++++ Information shown ++++

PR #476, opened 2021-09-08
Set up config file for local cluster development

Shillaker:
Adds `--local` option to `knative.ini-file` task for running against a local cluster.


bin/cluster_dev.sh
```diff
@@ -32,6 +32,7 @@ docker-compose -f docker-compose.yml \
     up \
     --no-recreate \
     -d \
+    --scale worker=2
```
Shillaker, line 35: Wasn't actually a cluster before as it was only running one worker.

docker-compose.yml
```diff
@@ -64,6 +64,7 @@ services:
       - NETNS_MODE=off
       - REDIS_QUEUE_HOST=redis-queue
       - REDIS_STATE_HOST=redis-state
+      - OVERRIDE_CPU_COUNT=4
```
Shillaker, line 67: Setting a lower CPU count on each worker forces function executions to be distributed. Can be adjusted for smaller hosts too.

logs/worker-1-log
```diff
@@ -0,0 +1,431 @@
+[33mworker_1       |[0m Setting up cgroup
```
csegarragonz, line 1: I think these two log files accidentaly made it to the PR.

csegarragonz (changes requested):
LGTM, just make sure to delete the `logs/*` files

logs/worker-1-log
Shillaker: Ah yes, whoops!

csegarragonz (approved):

++++

The task
Across the listing above, count every line containing the string "Setting" and give the result with no comment.

Reply
2